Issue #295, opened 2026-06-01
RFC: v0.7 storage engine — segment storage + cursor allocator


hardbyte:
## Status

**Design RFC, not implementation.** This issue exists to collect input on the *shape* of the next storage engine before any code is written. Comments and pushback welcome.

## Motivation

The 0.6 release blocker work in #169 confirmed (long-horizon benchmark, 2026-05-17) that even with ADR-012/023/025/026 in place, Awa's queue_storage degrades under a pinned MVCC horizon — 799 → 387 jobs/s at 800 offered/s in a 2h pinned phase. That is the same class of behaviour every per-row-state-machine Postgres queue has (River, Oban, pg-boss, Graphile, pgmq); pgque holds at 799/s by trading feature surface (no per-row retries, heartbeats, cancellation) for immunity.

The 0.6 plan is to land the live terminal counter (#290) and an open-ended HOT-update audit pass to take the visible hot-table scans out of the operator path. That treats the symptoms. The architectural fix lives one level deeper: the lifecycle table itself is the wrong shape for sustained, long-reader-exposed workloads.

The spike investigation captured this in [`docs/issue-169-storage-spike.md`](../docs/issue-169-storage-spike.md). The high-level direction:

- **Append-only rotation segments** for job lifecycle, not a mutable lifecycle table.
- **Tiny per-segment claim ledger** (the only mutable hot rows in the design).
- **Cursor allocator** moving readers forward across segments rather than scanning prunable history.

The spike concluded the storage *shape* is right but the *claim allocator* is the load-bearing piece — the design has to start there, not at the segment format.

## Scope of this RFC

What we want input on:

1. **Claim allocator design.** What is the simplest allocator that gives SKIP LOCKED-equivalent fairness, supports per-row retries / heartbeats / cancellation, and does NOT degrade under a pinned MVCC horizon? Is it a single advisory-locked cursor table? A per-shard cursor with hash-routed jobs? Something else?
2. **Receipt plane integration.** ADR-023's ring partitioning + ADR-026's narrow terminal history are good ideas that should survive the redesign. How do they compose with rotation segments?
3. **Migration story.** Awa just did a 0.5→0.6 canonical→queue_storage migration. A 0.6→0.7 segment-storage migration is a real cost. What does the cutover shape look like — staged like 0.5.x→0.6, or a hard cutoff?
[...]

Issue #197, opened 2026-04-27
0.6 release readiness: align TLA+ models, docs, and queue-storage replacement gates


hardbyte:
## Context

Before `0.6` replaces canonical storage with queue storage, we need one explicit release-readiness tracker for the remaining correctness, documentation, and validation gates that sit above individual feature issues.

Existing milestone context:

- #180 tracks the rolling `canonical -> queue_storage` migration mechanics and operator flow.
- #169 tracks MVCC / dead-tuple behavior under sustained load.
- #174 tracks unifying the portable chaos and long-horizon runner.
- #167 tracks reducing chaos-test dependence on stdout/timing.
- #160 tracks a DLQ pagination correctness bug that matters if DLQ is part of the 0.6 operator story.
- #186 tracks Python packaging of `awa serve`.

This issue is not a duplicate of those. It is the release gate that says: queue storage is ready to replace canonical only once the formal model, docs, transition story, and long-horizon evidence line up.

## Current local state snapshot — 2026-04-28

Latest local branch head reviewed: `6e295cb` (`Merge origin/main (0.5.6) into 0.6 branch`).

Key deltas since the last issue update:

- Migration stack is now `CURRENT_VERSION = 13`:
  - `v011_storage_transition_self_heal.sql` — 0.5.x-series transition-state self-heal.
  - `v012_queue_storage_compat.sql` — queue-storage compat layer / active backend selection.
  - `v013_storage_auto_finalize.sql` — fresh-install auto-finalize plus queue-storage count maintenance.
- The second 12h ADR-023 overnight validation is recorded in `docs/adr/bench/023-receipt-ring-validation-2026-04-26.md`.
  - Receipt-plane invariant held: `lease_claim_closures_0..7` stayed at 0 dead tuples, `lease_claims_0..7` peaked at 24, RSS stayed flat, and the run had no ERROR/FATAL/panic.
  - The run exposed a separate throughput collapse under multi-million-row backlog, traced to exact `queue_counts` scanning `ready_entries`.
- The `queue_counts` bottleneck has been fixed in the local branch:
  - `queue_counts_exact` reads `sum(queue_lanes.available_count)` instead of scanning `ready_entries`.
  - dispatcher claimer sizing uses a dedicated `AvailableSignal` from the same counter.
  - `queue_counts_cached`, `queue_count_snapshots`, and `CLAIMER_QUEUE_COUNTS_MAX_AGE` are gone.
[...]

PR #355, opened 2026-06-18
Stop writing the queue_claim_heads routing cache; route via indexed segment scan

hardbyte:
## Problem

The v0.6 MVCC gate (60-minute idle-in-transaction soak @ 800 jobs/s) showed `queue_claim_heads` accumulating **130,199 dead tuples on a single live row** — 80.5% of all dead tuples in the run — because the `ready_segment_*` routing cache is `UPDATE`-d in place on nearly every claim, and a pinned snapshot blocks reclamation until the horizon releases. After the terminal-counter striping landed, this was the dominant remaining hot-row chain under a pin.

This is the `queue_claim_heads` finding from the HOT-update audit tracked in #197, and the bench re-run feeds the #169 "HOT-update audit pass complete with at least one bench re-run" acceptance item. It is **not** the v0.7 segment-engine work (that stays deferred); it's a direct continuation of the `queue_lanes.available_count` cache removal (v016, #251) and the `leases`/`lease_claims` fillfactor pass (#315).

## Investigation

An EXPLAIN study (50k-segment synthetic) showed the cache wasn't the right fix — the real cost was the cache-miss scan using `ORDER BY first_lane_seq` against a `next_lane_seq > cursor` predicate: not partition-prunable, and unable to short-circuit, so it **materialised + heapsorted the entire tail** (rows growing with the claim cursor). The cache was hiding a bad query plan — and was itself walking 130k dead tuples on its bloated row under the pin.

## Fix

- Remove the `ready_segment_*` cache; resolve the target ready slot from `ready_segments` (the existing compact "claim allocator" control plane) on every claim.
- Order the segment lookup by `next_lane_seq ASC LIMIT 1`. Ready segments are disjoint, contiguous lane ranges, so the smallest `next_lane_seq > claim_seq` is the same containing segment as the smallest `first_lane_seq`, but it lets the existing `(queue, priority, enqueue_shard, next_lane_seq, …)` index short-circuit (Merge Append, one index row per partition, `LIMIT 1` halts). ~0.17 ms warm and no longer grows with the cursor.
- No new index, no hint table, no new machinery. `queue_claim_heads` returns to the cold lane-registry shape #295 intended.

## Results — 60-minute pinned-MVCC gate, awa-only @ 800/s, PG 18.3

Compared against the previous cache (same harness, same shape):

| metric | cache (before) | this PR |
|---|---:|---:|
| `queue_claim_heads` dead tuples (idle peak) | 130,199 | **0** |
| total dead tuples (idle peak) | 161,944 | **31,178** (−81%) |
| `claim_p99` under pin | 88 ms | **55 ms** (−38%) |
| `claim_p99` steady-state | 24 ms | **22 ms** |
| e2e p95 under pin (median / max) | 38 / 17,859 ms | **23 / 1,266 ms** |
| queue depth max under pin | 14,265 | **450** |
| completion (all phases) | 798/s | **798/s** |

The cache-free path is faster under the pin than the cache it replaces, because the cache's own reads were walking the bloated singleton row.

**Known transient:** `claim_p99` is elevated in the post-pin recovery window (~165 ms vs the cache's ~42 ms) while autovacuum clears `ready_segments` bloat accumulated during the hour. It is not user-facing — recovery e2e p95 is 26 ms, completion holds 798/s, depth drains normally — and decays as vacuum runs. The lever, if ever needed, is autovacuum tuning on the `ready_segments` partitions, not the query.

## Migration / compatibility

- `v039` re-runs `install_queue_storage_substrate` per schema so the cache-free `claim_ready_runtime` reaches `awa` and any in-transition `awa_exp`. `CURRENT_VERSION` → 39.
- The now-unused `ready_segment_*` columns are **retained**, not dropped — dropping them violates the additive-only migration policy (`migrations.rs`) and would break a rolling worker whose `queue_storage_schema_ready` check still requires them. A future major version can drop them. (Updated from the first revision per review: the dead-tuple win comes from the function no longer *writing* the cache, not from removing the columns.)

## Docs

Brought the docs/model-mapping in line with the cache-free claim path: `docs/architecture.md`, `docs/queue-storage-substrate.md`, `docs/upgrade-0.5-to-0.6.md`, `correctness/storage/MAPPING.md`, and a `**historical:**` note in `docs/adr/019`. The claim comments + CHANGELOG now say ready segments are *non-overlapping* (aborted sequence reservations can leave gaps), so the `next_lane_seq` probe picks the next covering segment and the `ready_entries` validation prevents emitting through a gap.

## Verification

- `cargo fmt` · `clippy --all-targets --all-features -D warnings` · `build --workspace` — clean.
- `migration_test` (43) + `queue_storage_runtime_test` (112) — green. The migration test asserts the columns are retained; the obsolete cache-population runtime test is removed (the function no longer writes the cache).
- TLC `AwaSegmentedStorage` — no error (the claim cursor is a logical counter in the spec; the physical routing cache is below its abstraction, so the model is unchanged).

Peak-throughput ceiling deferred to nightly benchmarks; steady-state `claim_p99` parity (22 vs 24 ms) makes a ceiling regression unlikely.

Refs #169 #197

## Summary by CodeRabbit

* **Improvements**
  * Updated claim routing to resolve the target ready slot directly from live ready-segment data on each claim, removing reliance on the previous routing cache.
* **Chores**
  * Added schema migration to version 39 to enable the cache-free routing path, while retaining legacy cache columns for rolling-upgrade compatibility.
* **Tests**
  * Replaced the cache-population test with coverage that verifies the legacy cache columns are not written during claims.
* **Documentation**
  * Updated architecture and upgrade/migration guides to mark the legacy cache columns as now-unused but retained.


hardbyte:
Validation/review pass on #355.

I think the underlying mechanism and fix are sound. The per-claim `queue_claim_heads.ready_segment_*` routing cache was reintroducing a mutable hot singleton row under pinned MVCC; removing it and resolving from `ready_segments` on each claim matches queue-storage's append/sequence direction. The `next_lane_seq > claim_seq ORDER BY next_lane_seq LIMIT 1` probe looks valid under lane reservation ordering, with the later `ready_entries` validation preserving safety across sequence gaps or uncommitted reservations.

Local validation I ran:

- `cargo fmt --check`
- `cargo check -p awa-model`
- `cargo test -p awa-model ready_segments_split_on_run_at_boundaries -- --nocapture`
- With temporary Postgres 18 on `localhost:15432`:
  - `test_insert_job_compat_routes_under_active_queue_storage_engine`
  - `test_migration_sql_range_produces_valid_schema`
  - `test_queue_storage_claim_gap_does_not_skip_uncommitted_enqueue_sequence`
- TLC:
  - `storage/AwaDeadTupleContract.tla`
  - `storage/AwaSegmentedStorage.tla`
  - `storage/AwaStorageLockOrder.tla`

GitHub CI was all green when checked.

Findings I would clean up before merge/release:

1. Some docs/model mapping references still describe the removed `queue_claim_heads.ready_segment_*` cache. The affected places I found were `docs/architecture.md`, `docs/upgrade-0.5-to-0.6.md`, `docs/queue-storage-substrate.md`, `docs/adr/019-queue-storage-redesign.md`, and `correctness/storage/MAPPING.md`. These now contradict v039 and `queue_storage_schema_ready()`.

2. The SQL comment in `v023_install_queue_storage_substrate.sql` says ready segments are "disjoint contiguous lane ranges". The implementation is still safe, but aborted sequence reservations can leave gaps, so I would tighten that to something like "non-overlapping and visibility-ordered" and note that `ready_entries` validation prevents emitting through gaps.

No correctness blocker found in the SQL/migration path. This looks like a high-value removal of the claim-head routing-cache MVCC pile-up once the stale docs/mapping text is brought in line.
______
» **What is required**
In the listing above, find the line with "What we want" and the line with "Key deltas since", then reproduce both and every line between them exactly.

» **Written reply**
What we want input on:

1. **Claim allocator design.** What is the simplest allocator that gives SKIP LOCKED-equivalent fairness, supports per-row retries / heartbeats / cancellation, and does NOT degrade under a pinned MVCC horizon? Is it a single advisory-locked cursor table? A per-shard cursor with hash-routed jobs? Something else?
2. **Receipt plane integration.** ADR-023's ring partitioning + ADR-026's narrow terminal history are good ideas that should survive the redesign. How do they compose with rotation segments?
3. **Migration story.** Awa just did a 0.5→0.6 canonical→queue_storage migration. A 0.6→0.7 segment-storage migration is a real cost. What does the cutover shape look like — staged like 0.5.x→0.6, or a hard cutoff?
[...]

Issue #197, opened 2026-04-27
0.6 release readiness: align TLA+ models, docs, and queue-storage replacement gates


hardbyte:
## Context

Before `0.6` replaces canonical storage with queue storage, we need one explicit release-readiness tracker for the remaining correctness, documentation, and validation gates that sit above individual feature issues.

Existing milestone context:

- #180 tracks the rolling `canonical -> queue_storage` migration mechanics and operator flow.
- #169 tracks MVCC / dead-tuple behavior under sustained load.
- #174 tracks unifying the portable chaos and long-horizon runner.
- #167 tracks reducing chaos-test dependence on stdout/timing.
- #160 tracks a DLQ pagination correctness bug that matters if DLQ is part of the 0.6 operator story.
- #186 tracks Python packaging of `awa serve`.

This issue is not a duplicate of those. It is the release gate that says: queue storage is ready to replace canonical only once the formal model, docs, transition story, and long-horizon evidence line up.

## Current local state snapshot — 2026-04-28

Latest local branch head reviewed: `6e295cb` (`Merge origin/main (0.5.6) into 0.6 branch`).

Key deltas since the last issue update:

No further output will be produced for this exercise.